RECOGNIZING THE PSYCHOSOCIAL BOUNDARIES OF REMEDIAL ACTION

COMMENTARY ARCHIVES, 6 Nov 2009

Anthony Judge - Laetus in Praesens

Constraints on Ensuring a Safe Operating Space for Humanity

Introduction

A team of 26 scientists, led by Johan Rockström and Will Steffen, and centered on the Stockholm Resilience Centre and the Stockholm Environment Institute, have produced a report entitled Planetary Boundaries: exploring the safe operating space for humanity (2009), separately summarized as The Nine Planetary Boundaries. This was presented at the Club of Rome General Assembly (Amsterdam, 2009). These boundaries are necessarily environmental constraints and boundary conditions, and the focus was on the degree to which they are already exceeded or in process of being exceeded.

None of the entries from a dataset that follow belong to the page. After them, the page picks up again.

PR #324, opened 2022-10-06
Prevent synchronous runs of the full snapshot collector

seanlinsley:
When the Postgres database is overloaded or the collector instance is under-provisioned, it's possible for a full snapshot to not finish in time before the next full snapshot is scheduled to begin. That can result in corrupted snapshots as well as resource contention leading to an out of memory event.

It would definitely be good to report this in the next full snapshot so we can alert customers to this issue. Looks like `CollectorErrors` is filled in by `logger.PrintError`, but it's not clear if the same is true for `prefixedLogger.PrintError`.

The correctness of this code definitely needs review. For example I think the early `return` is actually wrong because `wg.Done()` is never called.

### DIFF
--- a/runner/full.go
+++ b/runner/full.go
@@ -191,6 +191,17 @@ func CollectAllServers(servers []*state.Server, globalCollectionOpts state.Colle
 				prefixedLogger.PrintInfo("Testing statistics collection...")
 			}
 
+			server.CollectionStatusMutex.Lock()
+			if server.CollectionStatus.FullSnapshotInProgress {
+				prefixedLogger.PrintError("Could not collect full snapshot for server because the last one is still in progress")
+				allSuccessful = false
+				server.CollectionStatusMutex.Unlock()
+				return
+			} else {
+				server.CollectionStatus.FullSnapshotInProgress = true
+				server.CollectionStatusMutex.Unlock()
+			}
+
 			server.StateMutex.Lock()
 			newState, grant, newCollectionStatus, err := processServer(server, globalCollectionOpts, prefixedLogger)
 			if err != nil {
@@ -242,6 +253,9 @@ func CollectAllServers(servers []*state.Server, globalCollectionOpts state.Colle
 					go runCompletionCallback("success", server.Config.SuccessCallback, server.Config.SectionName, "full", nil, prefixedLogger)
 				}
 			}
+			server.CollectionStatusMutex.Lock()
+			server.CollectionStatus.FullSnapshotInProgress = false
+			server.CollectionStatusMutex.Unlock()
 			wg.Done()
 		}(servers[idx])
 	}
--- a/state/state.go
+++ b/state/state.go
@@ -247,6 +247,7 @@ type CollectionStatus struct {
 	CollectionDisabledReason  string
 	LogSnapshotDisabled       bool
 	LogSnapshotDisabledReason string
+	FullSnapshotInProgress    bool
 }
 
 type Server struct {


msakrejda (commented):
Right, I think we can't skip that `wg.Done()`. Plus I just opened #325 to illustrate what I was talking about with copied mutexes. If we want to add more locking for correctness, I think we should fix those issues first or it's going to be really hard to reason about our locks.

lfittl (commented):
I don't think this is necessary, because [the scheduler](https://github.com/pganalyze/collector/blob/main/scheduler/scheduler.go#L15) currently works by only scheduling the next run if the previous one completed.

(and `CollectAllServers` ensures that all per-server go routines have completed, through the use of wait groups, before returning to the caller)

If we're concerned about concurrent activity, I would review the interaction between the `query_stats` and the `stats` scheduler groups. They are supposed to exclude each other (through the logic in `ScheduleSecondary` skipping query stats gathering on the full 10 minute mark), but in case `query_stats` takes longer than 60 seconds that would not be sufficient and `CollectAllServers` and `GatherQueryStatsFromAllServers` would then run concurrently.

However, there are mutexes in place already to handle this (`server.StateMutex`) and so we should be fine in this situation. But maybe we missed something.

seanlinsley:
> I don't think this is necessary, because [the scheduler](https://github.com/pganalyze/collector/blob/main/scheduler/scheduler.go#L15) currently works by only scheduling the next run if the previous one completed.

Can you go into more detail about how that happens? From my reading, if a full snapshot takes over 10 minutes there's nothing that prevents it from overlapping with the next scheduled run. We have seen duplicated query stats that suggests memory corruption caused by concurrent full snapshot runs.

> If we're concerned about concurrent activity, I would review the interaction between the `query_stats` and the `stats` scheduler groups. They are supposed to exclude each other (through the logic in `ScheduleSecondary` skipping query stats gathering on the full 10 minute mark), but in case `query_stats` takes longer than 60 seconds that would not be sufficient and `CollectAllServers` and `GatherQueryStatsFromAllServers` would then run concurrently.

Good point, that's also worth looking into.

Adding a bit of context: I don't know exactly what is overlapping, but I've seen our own collector instance fall over in a way that suggested this issue. It was running multiple threads in parallel that were each attempting to use as much CPU time as possible. Eventually the system ran out of memory and the process rebooted. This was resolved by giving it more CPU and RAM, but ideally we would prevent so many things from running in parallel on resource-constrained systems.

lfittl:
> > I don't think this is necessary, because [the scheduler](https://github.com/pganalyze/collector/blob/main/scheduler/scheduler.go#L15) currently works by only scheduling the next run if the previous one completed.
> 
> Can you go into more detail about how that happens? From my reading, if a full snapshot takes over 10 minutes there's nothing that prevents it from overlapping with the next scheduled run. We have seen duplicated query stats that suggests memory corruption caused by concurrent full snapshot runs.

In my understanding:

- In `Schedule` ([source](https://github.com/pganalyze/collector/blob/main/scheduler/scheduler.go#L15)) the `runner()` is a synchronous (as in, not called via a goroutine) function call in the scheduler - thus the `Schedule` function will wait for it to return
- The anonymous runner function ([source](https://github.com/pganalyze/collector/blob/main/main.go#L182)) is synchronously calling `runner.CollectAllServers`
- `CollectAllServers` ([source](https://github.com/pganalyze/collector/blob/bf892a45f1a0dee10a858b854fd8dc33302dc32a/runner/full.go#L249)) does a `wg.Add()` before starting a go routine for each server, and then does a `wg.Wait()` at the end waiting for those servers to have completed processing (and thus should be blocking on the slowest server to be processed)

Therefore I'm pretty certain that this particular code path does not run concurrently, unless I'm missing something.

> Adding a bit of context: I don't know exactly what is overlapping, but I've seen our own collector instance fall over in a way that suggested this issue. It was running multiple threads in parallel that were each attempting to use as much CPU time as possible. Eventually the system ran out of memory and the process rebooted. This was resolved by giving it more CPU and RAM, but ideally we would prevent so many things from running in parallel on resource-constrained systems.

I think that today the main source of concurrency should be from having multiple servers being configured (as noted above, we start a go routine per server, so they do run in parallel) - otherwise we shouldn't be running concurrently except for different unrelated kinds of snapshots (e.g. an activity snapshot will be collected at the same time as a full snapshot, but I don't think that would be a problem per se).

In discussion of action to constrain the marked tendency to exceed these boundaries, and the initiatives which might be collectively undertaken, the point was made that a complementary analysis was necessary. This would explore indications of remedial capacity in the light of the track record of collective action, namely the probability that any advocated collective action could be effectively undertaken — even if agreement was reached on what needed to be done.

The argument developed here is that the focus of analysis on what appears to need to be done, however urgently, needs a higher order of realism and constraint recognition — in the light of demonstrated capacity for collective action on a global scale. The approach follow from a much earlier exploration of Remedial Capacity Indicators Versus Performance Indicators (1981) for a meeting on social indicators of the Goals, Processes and Indicators of Development (GPID) project of the United Nations University (Warsaw, 1981) — later incorporated into Insights into Maldevelopment: reconsidering the idea of progress (Edited by Jan Danecki).

The method here is to use the exemplary analysis and representation of "planetary boundaries" of the more tangible environmental systems as a form of template — if only as a suggestive metaphor — to provide a means of focusing on the essentially intangible "psychosocial boundaries" which undermine collective global initiatives.